Respondent’s untruthful, deceptive, and inconsistent statements to North Carolina State Bureau of Investigation Special Agent in Charge Wilson and his attempts to influence the recollections of Deputy Clerk Marion and Attorney Talbert constitute willful misconduct. Respondent was not under any compulsion to speak or make a formal statement to Special Agent Wilson. However, instead of merely relating the truth and letting the chips fall where they may, respondent willfully attempted to cover up his misdeeds from the Carreon hearing. This behavior is entirely unacceptable for a lawyer or a judge. Respondent’s willful misconduct amounts to a serious betrayal of the trust the public invests in the judiciary and is similar in magnitude to other cases in which this Court has removed judges from office. See, e.g., In re Ballance, 361 N.C. 338, 643 S.E.2d 584 (2007) (failing to file federal income tax returns); In re Sherrill, 328 N.C. 719, 403 S.E.2d 255 (1991) (conduct resulting in convictions for drug offenses); In re Kivett, 309 N.C. 635, 309 S.E.2d 442 (1983) (attempts to influence criminal prosecutions and multiple abuses of judicial power).

Moreover, respondent has demonstrated a pattern of disregard for the integrity of the judicial office. On 7 March 2008, this Court entered an order censuring and suspending respondent for sixty days because of conduct prejudicial to the administration of justice that brought the judicial office into disrepute, willful misconduct, and willful and persistent failure to perform his judicial duties. In re Badgett, 362 N.C. 202, 657 S.E.2d 346 (2008). As detailed in that order, upon his election to be a district court judge, respondent sold his private practice files and leased his building to Attorney E. Clarke Dummit, but, in cases over which respondent presided and in which Mr. Dummit represented a party, respondent repeatedly failed to dis*491close his business relationship with Mr. Dummit. Id. at 203-04, 657 S.E.2d at 347-48. Additionally, respondent made false statements from the bench to District Attorney C. Ricky Bowman in an effort to have Mr. Bowman sign a remittal of disqualification. Id. at 204-05, 657 S.E.2d at 348. Respondent also created a hostile work environment for members of the district attorney’s staff, complaining that they were a “burr in his side.” Id. at 205, 657 S.E.2d at 348. Moreover, respondent was habitually rude and condescending to those appearing before him in the courtroom. Id. Respondent’s conduct throughout his tenure as a district court judge has been fraught with disrespect for the parties appearing before him, a persistent failure to be truthful, and a disregard for the laws and ethical rules that govern the judiciary. As such, we find it essential to the protection of the people of this State to remove respondent from office and disqualify him from holding any further judicial office in North Carolina.

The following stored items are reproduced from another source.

PR #95, opened 2021-07-05
Update the rust version to 1.53.

### LINKED ISSUE #43: Update flatbuffers compiler and dependency

abizjak:
Also update dependencies as appropriate, and handle new clippy hints.

## Purpose

Update the minimum supported rust version and dependencies.

## Changes

- Update dependencies enabled by the update of the rust version.
- Update the rust version in CI
- Address clippy suggestions.
- Update the required flatc version to 2.0.

Closes #43 

## Checklist

      hard-to-understand areas.

### DIFF
--- a/concordium-node/README.md
+++ b/concordium-node/README.md
@@ -1,9 +1,9 @@
 # Concordium node implementation
 ## Dependencies to build the project
-* Rust (stable 1.45.2 for using static libraries)
+* Rust (stable 1.53 for using static libraries)
 * binutils >= 2.22
 * cmake >= 3.8.0
-* [flatc](http://google.github.io/flatbuffers/flatbuffers_guide_building.html) v1.11 and v1.12 are known to work. (build using CMake and copy to `~/.local/bin`)
+* [flatc](http://google.github.io/flatbuffers/flatbuffers_guide_building.html) v2.0 is known to work. (build using CMake and copy to `~/.local/bin`)
 * protobuf >= 3.7.1
 * LLVM and Clang >= 3.9
 * [Unbound](https://www.nlnetlabs.nl/documentation/unbound/howto-setup/) >= 1.9.2 (the dependency `openssl-devel` is named `libssl-dev` on Ubuntu 19.10)
--- a/concordium-node/README.md
+++ b/concordium-node/README.md
@@ -3,7 +3,8 @@
 * Rust (stable 1.53 for using static libraries)
 * binutils >= 2.22
 * cmake >= 3.8.0
-* [flatc](http://google.github.io/flatbuffers/flatbuffers_guide_building.html) v2.0 is known to work. (build using CMake and copy to `~/.local/bin`)
+* [flatc](http://google.github.io/flatbuffers/flatbuffers_guide_building.html)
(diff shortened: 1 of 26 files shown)


concordium-node/src/utils.rs
```diff
@@ -2,26 +2,20 @@
```
EmilLa1, line 2: Maybe we should move `generate_bootstrap_dns` (and its helper functions) to `concordium-node/src/bin/dnsrecordgen.rs` as that is the only place it's being used.

concordium-node/src/utils.rs
```diff
@@ -296,194 +278,6 @@ pub fn generate_bootstrap_dns(
...
-                }
-            }
-            Err(_) => Err("Invalid data"),
-        }
-    } else {
-        Err("Missing bytes")
-    }
-}
-
 pub fn generate_ed25519_key() -> SecretKey { SecretKey::generate(&mut OsRng::default()) }
```
EmilLa1, line 281: This could also be moved to `concordium-node/src/bin/genkey.rs` as it is the only place being used.

EmilLa1 (commented):
Good job. 

I think we should take care not to have _too many_ files like `concordium-node/src/utils.rs` where it's not clear from the context what the purpose of the file and the logic (functions, structs etc.) inside are. 

Also having these files where the containing logic is used from different modules can lead to _unclean_ module apis.

EmilLa1 (approved):

concordium-node/src/utils.rs
abizjak: I am strongly against "moving things around on the fly" as part of PRs whose purpose is different.

Or in general moving things around unless there is a clear reason for it. It just destroys everybody's mental image of where things are.

There should at some point be some analysis and revision/cleanup of the bootstrapping code, DNS resolution. Things can be moved around then.

concordium-node/README.md
```diff
@@ -1,9 +1,9 @@
 # Concordium node implementation
 ## Dependencies to build the project
-* Rust (stable 1.45.2 for using static libraries)
+* Rust (stable 1.53 for using static libraries)
 * binutils >= 2.22
 * cmake >= 3.8.0
-* [flatc](http://google.github.io/flatbuffers/flatbuffers_guide_building.html) v1.11 and v1.12 are known to work. (build using CMake and copy to `~/.local/bin`)
+* [flatc](http://google.github.io/flatbuffers/flatbuffers_guide_building.html) v2.0 is known to work. (build using CMake and copy to `~/.local/bin`)
```
td202, line 6: It might be useful to link to the release page for 2.0.0, where they have binaries available: https://github.com/google/flatbuffers/releases/tag/v2.0.0
(I don't know about this situation on other platforms, but msys2 and chocolatey don't currently have this version available.)

td202 (approved):
A couple of suggested changes, but otherwise seems fine.

concordium-node/README.md
abizjak: Added.

concordium-node/src/utils.rs
abizjak: I do not wish to move around things that are not related to the PR.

Therefore, it is ordered by the Supreme Court of North Carolina that respondent Mark H. Badgett be, and is hereby, censured and removed from office as Judge of the General Court of Justice, District Court Division, Judicial District Seventeen-B, Surry and Stokes County, for conduct in violation of Canons 1, 2A, 3A(1), and 3A(3) of the Code of Judicial Conduct, for conduct prejudicial to the administration of justice that brought the judicial office into disrepute, and for willful misconduct in violation of N.C.G.S. § 7A-376 (2007). It is further ordered that respondent is disqualified from holding further judicial office in the State of North Carolina and is ineligible for retirement benefits.